GIVEN INFORMATION:
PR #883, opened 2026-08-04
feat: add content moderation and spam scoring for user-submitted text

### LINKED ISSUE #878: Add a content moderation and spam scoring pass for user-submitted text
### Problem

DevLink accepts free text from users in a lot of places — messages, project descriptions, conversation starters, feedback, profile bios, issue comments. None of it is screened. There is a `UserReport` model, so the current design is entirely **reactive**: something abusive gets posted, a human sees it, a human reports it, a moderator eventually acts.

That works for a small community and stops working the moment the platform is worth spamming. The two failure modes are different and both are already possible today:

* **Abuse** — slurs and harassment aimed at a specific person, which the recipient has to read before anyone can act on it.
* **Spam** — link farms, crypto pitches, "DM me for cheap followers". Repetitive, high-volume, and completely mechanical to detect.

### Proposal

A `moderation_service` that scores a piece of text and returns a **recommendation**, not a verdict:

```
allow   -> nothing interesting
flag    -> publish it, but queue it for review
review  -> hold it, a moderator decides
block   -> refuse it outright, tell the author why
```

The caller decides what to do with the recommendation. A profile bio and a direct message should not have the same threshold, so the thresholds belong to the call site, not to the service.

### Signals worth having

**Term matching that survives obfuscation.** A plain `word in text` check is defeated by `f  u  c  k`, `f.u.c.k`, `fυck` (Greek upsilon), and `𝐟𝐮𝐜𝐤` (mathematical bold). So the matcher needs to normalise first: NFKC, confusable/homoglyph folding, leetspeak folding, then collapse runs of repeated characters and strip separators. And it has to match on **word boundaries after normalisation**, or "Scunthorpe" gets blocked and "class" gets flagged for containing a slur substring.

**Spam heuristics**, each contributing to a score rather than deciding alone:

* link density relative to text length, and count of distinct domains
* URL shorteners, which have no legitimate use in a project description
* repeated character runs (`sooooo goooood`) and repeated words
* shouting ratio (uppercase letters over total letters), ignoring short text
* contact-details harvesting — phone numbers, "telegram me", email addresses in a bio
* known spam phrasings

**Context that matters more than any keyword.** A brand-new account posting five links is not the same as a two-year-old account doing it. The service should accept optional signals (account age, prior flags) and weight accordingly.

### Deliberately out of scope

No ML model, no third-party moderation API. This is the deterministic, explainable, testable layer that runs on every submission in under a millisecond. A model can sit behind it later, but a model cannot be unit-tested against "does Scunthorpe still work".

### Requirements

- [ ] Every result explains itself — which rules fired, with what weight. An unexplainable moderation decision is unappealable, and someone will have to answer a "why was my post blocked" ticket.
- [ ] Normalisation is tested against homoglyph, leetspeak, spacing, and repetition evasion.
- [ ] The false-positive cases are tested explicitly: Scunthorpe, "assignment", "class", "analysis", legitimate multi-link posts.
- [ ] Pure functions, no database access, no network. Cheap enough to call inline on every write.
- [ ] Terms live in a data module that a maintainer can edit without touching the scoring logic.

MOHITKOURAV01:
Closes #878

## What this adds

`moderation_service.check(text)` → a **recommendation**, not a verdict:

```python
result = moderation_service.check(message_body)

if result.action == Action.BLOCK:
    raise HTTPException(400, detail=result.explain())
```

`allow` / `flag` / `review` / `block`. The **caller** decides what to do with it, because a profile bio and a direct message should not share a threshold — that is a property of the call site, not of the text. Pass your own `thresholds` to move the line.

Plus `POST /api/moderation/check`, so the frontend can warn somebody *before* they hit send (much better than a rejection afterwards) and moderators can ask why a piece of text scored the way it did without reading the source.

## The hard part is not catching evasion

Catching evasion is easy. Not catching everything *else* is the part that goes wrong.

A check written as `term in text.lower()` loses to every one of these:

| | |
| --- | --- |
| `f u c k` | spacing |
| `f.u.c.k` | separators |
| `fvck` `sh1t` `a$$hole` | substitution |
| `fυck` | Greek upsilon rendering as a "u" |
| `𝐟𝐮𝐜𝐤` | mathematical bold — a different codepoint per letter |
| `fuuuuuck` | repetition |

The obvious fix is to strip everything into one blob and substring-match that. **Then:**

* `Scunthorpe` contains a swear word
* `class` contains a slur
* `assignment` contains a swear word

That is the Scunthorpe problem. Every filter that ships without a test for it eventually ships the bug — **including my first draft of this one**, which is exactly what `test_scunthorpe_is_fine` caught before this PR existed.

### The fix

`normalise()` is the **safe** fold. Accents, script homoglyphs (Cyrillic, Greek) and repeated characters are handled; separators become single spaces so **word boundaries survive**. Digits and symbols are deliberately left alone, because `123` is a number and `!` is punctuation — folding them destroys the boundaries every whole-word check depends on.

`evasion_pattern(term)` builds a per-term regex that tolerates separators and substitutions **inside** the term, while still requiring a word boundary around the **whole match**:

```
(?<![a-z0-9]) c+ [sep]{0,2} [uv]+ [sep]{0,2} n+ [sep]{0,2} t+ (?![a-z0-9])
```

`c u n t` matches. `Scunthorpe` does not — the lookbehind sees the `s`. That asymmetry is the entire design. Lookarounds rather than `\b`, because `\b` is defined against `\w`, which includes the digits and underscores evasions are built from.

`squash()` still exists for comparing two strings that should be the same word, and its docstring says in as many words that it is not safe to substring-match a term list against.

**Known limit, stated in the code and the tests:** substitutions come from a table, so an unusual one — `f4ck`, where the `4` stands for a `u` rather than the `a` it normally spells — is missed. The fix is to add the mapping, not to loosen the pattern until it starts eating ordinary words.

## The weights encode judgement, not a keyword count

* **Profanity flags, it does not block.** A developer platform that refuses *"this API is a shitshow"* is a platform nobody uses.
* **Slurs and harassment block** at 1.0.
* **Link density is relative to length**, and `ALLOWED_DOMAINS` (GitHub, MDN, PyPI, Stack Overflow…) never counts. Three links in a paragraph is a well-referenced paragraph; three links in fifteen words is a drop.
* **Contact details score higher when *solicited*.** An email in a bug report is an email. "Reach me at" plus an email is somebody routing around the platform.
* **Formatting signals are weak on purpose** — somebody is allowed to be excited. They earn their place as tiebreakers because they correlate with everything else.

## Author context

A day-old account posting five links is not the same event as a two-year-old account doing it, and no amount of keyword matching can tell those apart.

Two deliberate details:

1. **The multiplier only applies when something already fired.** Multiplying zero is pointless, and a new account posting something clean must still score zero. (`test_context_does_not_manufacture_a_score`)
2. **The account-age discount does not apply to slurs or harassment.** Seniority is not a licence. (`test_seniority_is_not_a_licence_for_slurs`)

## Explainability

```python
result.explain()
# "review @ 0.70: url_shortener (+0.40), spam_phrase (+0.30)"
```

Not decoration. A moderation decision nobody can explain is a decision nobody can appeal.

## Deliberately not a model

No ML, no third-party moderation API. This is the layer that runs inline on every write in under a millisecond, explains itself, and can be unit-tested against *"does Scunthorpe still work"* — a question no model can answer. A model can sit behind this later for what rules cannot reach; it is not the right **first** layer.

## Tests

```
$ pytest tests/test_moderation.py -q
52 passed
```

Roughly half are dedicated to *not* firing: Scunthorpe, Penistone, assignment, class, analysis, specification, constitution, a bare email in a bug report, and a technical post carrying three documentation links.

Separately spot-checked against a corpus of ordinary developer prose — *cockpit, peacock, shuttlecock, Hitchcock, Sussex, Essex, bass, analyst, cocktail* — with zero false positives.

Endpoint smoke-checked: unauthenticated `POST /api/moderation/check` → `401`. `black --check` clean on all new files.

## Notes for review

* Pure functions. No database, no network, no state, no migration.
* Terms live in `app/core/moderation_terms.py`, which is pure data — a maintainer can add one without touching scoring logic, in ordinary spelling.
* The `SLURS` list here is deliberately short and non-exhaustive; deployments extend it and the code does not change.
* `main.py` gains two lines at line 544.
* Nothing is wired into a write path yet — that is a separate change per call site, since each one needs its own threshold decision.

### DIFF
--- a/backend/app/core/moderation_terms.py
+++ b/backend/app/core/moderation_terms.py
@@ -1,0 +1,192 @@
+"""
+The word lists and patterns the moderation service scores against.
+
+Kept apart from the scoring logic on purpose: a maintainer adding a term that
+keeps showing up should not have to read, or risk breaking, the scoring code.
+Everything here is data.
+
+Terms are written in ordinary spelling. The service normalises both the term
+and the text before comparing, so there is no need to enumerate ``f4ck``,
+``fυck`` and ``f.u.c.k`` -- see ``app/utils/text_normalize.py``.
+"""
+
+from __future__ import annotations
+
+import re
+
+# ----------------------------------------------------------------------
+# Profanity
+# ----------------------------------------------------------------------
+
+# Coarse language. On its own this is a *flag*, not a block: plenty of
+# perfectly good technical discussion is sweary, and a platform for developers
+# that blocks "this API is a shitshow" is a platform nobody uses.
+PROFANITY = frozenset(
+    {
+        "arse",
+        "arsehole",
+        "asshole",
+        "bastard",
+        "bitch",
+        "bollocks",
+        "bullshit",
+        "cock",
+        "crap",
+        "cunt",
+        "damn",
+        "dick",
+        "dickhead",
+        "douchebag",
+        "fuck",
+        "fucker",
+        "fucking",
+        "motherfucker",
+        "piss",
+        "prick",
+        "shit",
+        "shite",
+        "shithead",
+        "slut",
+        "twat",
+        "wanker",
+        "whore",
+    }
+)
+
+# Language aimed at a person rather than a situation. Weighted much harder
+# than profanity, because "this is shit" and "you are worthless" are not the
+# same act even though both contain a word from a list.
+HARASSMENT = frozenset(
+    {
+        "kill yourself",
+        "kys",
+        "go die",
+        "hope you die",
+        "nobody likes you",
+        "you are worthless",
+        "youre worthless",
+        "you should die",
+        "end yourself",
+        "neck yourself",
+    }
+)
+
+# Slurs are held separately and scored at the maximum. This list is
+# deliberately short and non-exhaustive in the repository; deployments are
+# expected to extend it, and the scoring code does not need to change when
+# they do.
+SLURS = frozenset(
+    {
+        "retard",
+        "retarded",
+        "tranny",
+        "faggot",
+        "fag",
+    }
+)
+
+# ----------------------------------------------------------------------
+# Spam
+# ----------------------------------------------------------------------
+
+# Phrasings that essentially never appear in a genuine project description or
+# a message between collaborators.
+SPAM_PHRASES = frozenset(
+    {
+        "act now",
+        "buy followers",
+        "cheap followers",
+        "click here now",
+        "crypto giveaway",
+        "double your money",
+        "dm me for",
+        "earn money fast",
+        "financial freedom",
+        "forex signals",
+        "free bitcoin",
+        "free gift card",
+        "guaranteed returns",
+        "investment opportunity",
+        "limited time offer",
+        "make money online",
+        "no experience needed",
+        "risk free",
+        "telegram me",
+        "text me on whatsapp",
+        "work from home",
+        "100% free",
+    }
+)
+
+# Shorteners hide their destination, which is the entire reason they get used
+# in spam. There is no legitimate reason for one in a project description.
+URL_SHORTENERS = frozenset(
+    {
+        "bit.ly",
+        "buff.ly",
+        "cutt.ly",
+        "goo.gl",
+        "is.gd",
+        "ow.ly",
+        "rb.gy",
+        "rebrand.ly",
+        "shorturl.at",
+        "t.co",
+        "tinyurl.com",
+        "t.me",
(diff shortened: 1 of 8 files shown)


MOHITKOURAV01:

TO DO:
In the listing above, find the line with "and repeated words" and the line with "move the line.", then print exactly those two lines and every line between them, and nothing more.

EXPECTED ANSWER:
* repeated character runs (`sooooo goooood`) and repeated words
* shouting ratio (uppercase letters over total letters), ignoring short text
* contact-details harvesting — phone numbers, "telegram me", email addresses in a bio
* known spam phrasings

**Context that matters more than any keyword.** A brand-new account posting five links is not the same as a two-year-old account doing it. The service should accept optional signals (account age, prior flags) and weight accordingly.

### Deliberately out of scope

No ML model, no third-party moderation API. This is the deterministic, explainable, testable layer that runs on every submission in under a millisecond. A model can sit behind it later, but a model cannot be unit-tested against "does Scunthorpe still work".

### Requirements

- [ ] Every result explains itself — which rules fired, with what weight. An unexplainable moderation decision is unappealable, and someone will have to answer a "why was my post blocked" ticket.
- [ ] Normalisation is tested against homoglyph, leetspeak, spacing, and repetition evasion.
- [ ] The false-positive cases are tested explicitly: Scunthorpe, "assignment", "class", "analysis", legitimate multi-link posts.
- [ ] Pure functions, no database access, no network. Cheap enough to call inline on every write.
- [ ] Terms live in a data module that a maintainer can edit without touching the scoring logic.

MOHITKOURAV01:
Closes #878

## What this adds

`moderation_service.check(text)` → a **recommendation**, not a verdict:

```python
result = moderation_service.check(message_body)

if result.action == Action.BLOCK:
    raise HTTPException(400, detail=result.explain())
```

`allow` / `flag` / `review` / `block`. The **caller** decides what to do with it, because a profile bio and a direct message should not share a threshold — that is a property of the call site, not of the text. Pass your own `thresholds` to move the line.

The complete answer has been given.